EXERCISE INSTRUCTIONS:
The entries below hold a line with "PR #1101, opened 2022-11-27" and a line with "transaction link issue". Return those lines and all that lie between them, exactly and only.
Segment Open
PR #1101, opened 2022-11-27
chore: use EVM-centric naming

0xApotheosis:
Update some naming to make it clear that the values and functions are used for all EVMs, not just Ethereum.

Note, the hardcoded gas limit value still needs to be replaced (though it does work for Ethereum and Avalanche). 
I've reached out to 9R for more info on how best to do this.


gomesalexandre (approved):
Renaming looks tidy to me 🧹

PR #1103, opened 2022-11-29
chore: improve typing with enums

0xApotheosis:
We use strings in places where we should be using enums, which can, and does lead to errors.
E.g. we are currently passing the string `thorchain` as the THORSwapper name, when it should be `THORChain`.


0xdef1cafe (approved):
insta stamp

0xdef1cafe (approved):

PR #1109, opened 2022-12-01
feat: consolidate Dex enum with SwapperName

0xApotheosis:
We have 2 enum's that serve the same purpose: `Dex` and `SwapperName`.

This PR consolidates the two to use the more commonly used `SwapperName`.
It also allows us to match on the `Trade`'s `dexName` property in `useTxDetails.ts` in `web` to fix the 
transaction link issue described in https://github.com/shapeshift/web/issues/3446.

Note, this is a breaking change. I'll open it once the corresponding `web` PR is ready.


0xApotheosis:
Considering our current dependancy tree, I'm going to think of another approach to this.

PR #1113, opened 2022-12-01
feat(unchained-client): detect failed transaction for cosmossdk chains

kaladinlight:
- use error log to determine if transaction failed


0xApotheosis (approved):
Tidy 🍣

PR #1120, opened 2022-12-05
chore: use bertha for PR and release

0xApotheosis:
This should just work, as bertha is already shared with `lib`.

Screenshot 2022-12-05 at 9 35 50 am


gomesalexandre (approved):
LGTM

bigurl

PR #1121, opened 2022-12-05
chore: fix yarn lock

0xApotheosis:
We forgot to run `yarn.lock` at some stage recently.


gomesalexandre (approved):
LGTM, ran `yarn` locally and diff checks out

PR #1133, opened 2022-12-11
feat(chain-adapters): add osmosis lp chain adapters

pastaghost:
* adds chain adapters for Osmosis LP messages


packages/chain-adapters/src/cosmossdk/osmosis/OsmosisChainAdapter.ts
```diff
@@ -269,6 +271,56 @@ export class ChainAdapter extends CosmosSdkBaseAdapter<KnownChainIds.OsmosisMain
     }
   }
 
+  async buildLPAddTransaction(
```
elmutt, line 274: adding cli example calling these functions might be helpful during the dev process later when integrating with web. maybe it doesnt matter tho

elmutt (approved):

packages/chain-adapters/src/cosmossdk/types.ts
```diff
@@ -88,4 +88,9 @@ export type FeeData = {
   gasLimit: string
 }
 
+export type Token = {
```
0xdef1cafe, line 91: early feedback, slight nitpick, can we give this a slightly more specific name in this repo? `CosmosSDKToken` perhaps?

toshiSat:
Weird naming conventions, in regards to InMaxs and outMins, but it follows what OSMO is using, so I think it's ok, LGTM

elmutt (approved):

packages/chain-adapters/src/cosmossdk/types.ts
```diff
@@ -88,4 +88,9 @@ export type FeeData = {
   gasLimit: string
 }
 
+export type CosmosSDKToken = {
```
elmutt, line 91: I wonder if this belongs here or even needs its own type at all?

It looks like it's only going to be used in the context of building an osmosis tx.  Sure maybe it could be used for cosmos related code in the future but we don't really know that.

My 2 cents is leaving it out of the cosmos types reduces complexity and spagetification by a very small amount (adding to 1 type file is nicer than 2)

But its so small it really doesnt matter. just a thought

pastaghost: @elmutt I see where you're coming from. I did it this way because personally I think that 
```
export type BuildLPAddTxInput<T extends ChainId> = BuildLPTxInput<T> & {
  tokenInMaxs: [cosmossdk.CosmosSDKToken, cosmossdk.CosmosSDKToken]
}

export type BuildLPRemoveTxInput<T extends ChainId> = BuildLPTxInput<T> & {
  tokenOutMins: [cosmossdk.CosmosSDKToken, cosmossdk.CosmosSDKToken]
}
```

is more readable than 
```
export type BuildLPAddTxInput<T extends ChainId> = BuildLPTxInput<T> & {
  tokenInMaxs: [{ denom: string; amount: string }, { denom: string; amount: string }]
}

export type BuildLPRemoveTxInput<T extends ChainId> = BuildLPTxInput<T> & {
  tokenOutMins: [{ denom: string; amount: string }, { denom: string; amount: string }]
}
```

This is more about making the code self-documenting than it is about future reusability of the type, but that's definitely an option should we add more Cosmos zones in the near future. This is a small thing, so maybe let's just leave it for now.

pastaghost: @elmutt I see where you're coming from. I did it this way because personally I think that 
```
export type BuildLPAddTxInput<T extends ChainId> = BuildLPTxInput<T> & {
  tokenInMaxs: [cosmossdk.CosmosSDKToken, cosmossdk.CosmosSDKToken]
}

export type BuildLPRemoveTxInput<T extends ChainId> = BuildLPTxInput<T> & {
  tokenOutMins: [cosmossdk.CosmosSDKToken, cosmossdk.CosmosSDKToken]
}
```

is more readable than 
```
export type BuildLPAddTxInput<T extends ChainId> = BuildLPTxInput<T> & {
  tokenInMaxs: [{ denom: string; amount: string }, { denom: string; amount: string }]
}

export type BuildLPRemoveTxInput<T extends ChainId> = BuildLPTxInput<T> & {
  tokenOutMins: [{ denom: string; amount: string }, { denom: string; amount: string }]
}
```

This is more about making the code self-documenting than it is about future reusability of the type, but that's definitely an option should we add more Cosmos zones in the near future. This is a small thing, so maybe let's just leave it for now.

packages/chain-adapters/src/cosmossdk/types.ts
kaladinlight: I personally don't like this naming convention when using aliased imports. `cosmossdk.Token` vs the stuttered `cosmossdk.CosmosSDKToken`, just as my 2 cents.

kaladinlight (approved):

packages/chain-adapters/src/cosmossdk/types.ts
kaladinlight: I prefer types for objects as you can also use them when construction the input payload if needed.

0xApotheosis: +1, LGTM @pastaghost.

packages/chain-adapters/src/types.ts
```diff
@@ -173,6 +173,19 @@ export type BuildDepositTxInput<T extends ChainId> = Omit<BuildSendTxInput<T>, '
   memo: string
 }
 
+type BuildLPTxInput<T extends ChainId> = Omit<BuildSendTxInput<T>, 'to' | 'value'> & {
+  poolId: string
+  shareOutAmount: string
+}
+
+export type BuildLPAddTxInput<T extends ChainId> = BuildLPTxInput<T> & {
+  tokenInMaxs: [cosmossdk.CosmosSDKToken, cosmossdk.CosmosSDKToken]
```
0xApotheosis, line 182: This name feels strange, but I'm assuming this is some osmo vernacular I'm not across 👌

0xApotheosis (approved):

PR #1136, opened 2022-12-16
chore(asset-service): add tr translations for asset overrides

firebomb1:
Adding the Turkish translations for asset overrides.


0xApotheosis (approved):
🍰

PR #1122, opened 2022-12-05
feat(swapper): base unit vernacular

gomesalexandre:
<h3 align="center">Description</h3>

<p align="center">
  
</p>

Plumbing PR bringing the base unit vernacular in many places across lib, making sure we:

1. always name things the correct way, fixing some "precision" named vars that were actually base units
Segment Closed
Segment Open
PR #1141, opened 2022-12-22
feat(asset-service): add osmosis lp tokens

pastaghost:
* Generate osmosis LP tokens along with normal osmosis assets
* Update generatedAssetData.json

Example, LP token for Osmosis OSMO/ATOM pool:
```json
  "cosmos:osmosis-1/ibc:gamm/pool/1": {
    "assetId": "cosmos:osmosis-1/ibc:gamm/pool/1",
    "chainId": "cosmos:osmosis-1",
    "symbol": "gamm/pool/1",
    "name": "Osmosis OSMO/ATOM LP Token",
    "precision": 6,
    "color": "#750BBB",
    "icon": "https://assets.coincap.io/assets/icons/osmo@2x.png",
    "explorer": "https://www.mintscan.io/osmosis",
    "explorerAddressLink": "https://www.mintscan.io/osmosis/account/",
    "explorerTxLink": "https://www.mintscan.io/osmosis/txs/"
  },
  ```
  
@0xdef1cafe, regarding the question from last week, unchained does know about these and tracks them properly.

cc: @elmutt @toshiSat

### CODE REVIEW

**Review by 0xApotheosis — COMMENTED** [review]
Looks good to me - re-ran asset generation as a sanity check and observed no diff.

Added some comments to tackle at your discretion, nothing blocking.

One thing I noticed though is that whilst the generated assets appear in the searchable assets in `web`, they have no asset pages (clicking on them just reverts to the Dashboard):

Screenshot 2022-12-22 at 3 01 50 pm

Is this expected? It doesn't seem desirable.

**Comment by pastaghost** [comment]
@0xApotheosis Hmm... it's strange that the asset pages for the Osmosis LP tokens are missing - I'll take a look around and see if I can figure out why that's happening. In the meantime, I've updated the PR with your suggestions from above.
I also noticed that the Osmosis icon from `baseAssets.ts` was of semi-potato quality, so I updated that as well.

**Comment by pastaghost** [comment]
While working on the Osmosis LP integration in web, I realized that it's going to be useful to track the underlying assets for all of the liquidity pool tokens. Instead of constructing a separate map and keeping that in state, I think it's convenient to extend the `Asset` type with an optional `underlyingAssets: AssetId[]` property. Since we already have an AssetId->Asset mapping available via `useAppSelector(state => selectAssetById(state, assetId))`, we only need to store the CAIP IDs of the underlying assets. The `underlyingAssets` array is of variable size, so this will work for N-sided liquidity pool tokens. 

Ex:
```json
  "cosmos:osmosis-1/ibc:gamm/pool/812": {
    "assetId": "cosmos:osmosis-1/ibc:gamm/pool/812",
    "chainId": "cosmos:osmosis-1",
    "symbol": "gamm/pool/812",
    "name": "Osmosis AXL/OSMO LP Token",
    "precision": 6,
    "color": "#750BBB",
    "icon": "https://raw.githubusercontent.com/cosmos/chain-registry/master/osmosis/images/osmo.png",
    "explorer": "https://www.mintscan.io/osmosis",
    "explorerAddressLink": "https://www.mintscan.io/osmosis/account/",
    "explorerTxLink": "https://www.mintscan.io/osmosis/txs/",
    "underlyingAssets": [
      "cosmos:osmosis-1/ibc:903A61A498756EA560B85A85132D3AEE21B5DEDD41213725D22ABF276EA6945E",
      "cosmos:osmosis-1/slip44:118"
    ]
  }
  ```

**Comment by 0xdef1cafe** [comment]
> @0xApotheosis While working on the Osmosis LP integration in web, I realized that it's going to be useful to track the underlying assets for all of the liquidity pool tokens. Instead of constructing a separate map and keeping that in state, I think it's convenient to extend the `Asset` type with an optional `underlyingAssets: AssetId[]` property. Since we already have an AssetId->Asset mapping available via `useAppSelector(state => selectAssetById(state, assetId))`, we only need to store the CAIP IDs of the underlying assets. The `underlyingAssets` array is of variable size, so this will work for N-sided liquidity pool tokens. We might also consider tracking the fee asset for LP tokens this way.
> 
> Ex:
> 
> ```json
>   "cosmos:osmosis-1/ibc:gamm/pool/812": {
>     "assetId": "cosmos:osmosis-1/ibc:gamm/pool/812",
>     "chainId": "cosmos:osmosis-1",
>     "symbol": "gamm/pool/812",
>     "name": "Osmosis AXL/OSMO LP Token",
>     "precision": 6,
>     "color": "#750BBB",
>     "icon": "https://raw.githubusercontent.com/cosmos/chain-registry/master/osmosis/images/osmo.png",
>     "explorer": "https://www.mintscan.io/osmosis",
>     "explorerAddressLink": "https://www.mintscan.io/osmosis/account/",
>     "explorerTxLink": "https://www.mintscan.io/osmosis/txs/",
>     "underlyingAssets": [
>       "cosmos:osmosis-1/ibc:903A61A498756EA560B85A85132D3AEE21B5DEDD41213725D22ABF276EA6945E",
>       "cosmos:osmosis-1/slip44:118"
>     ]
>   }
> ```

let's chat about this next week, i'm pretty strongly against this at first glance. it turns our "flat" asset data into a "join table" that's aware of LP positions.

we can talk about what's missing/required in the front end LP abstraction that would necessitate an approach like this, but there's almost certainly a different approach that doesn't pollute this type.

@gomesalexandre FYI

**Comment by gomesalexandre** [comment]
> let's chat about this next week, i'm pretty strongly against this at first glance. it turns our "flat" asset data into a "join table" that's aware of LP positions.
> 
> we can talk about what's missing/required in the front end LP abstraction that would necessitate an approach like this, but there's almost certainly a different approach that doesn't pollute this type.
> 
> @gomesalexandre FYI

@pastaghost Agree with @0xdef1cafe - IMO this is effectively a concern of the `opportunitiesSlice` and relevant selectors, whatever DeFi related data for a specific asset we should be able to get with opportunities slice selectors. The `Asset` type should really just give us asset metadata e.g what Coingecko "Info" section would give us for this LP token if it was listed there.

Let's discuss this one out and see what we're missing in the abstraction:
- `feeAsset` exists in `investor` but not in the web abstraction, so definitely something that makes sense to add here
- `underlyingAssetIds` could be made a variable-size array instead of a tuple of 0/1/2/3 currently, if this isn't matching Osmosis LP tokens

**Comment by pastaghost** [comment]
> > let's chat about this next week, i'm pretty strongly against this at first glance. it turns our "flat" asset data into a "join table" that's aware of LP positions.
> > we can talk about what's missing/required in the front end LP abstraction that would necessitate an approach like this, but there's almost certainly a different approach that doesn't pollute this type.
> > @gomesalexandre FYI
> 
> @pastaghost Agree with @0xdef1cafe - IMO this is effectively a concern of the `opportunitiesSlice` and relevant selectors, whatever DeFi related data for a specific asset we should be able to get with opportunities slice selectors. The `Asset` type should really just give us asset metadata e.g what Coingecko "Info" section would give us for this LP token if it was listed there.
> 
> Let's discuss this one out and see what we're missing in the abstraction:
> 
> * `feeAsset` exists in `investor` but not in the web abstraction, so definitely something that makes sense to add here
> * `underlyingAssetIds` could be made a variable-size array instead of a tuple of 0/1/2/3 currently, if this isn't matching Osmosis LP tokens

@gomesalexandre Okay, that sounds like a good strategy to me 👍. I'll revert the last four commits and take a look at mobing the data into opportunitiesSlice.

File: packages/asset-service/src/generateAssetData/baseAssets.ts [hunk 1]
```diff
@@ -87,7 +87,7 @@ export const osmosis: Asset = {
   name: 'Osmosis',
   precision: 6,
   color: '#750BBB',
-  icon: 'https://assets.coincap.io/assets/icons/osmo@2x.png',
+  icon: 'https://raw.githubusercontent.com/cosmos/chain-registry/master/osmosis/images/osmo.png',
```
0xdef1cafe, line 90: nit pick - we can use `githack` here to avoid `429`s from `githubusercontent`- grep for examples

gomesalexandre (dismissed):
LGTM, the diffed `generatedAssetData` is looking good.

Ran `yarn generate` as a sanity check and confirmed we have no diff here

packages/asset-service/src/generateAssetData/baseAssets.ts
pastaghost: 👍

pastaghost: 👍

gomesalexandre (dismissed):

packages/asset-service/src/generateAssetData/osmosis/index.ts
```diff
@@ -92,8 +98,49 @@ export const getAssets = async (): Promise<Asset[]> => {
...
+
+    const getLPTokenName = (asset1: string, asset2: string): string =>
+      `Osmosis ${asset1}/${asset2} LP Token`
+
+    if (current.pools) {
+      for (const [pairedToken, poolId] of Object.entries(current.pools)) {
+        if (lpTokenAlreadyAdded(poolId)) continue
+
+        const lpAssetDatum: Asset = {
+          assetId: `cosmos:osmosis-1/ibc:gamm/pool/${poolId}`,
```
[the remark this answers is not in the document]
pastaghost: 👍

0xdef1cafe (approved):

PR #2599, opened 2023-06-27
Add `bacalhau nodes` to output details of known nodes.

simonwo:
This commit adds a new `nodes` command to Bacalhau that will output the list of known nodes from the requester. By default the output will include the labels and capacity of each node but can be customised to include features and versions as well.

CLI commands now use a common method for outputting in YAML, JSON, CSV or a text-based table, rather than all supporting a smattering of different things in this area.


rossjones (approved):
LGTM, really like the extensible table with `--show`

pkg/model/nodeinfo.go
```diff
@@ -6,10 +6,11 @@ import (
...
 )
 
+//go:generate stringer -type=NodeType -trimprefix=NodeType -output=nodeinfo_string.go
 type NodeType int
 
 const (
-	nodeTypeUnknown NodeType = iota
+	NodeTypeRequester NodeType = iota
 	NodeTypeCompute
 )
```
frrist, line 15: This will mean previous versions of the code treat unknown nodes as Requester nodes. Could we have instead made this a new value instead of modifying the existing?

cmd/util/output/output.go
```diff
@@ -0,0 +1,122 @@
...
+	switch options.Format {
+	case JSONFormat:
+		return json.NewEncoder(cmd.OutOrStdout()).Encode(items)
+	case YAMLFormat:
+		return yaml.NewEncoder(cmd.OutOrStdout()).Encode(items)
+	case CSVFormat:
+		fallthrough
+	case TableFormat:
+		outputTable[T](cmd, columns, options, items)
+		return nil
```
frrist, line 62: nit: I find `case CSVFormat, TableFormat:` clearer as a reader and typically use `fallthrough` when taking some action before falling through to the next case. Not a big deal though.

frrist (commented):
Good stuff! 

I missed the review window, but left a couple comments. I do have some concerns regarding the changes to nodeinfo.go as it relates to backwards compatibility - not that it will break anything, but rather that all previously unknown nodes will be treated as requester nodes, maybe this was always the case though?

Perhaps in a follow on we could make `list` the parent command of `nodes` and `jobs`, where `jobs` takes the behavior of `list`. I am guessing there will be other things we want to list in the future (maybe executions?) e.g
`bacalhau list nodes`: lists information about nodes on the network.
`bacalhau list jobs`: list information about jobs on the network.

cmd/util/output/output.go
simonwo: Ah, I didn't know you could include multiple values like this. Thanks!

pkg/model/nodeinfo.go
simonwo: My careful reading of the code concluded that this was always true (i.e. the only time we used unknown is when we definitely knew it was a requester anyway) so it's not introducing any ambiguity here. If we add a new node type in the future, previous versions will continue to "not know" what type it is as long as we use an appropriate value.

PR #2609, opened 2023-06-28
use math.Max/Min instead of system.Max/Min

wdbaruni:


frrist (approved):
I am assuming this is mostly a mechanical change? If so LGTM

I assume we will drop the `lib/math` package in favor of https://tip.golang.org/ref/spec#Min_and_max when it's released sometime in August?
Segment Closed
Segment Open
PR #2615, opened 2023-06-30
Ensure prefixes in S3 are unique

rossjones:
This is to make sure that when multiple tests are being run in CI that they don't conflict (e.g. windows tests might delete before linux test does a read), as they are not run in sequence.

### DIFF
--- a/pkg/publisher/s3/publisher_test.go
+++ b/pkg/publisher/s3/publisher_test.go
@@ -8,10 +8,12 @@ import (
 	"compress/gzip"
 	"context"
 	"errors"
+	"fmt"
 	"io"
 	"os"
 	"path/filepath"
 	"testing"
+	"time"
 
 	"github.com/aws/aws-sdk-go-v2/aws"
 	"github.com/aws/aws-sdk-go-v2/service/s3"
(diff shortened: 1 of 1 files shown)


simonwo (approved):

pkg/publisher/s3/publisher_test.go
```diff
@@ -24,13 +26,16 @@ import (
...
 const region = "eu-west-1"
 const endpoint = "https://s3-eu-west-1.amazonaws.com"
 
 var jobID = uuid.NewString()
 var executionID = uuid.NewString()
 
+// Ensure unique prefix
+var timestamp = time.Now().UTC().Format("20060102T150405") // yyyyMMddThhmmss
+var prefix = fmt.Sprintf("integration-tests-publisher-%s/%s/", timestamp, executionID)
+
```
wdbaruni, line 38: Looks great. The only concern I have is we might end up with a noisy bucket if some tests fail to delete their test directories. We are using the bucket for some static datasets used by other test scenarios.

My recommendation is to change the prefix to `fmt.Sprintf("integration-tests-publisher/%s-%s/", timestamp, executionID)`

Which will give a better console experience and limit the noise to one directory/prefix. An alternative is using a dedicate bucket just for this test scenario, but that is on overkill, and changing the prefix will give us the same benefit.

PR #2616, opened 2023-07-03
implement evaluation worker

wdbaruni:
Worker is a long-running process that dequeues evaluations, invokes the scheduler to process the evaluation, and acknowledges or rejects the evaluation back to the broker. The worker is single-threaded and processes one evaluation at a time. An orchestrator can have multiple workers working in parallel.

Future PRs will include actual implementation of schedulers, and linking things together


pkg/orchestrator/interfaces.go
Segment Closed
EXERCISE RESULT:
PR #1101, opened 2022-11-27
chore: use EVM-centric naming

0xApotheosis:
Update some naming to make it clear that the values and functions are used for all EVMs, not just Ethereum.

Note, the hardcoded gas limit value still needs to be replaced (though it does work for Ethereum and Avalanche). 
I've reached out to 9R for more info on how best to do this.


gomesalexandre (approved):
Renaming looks tidy to me 🧹

PR #1103, opened 2022-11-29
chore: improve typing with enums

0xApotheosis:
We use strings in places where we should be using enums, which can, and does lead to errors.
E.g. we are currently passing the string `thorchain` as the THORSwapper name, when it should be `THORChain`.


0xdef1cafe (approved):
insta stamp

0xdef1cafe (approved):

PR #1109, opened 2022-12-01
feat: consolidate Dex enum with SwapperName

0xApotheosis:
We have 2 enum's that serve the same purpose: `Dex` and `SwapperName`.

This PR consolidates the two to use the more commonly used `SwapperName`.
It also allows us to match on the `Trade`'s `dexName` property in `useTxDetails.ts` in `web` to fix the 
transaction link issue described in https://github.com/shapeshift/web/issues/3446.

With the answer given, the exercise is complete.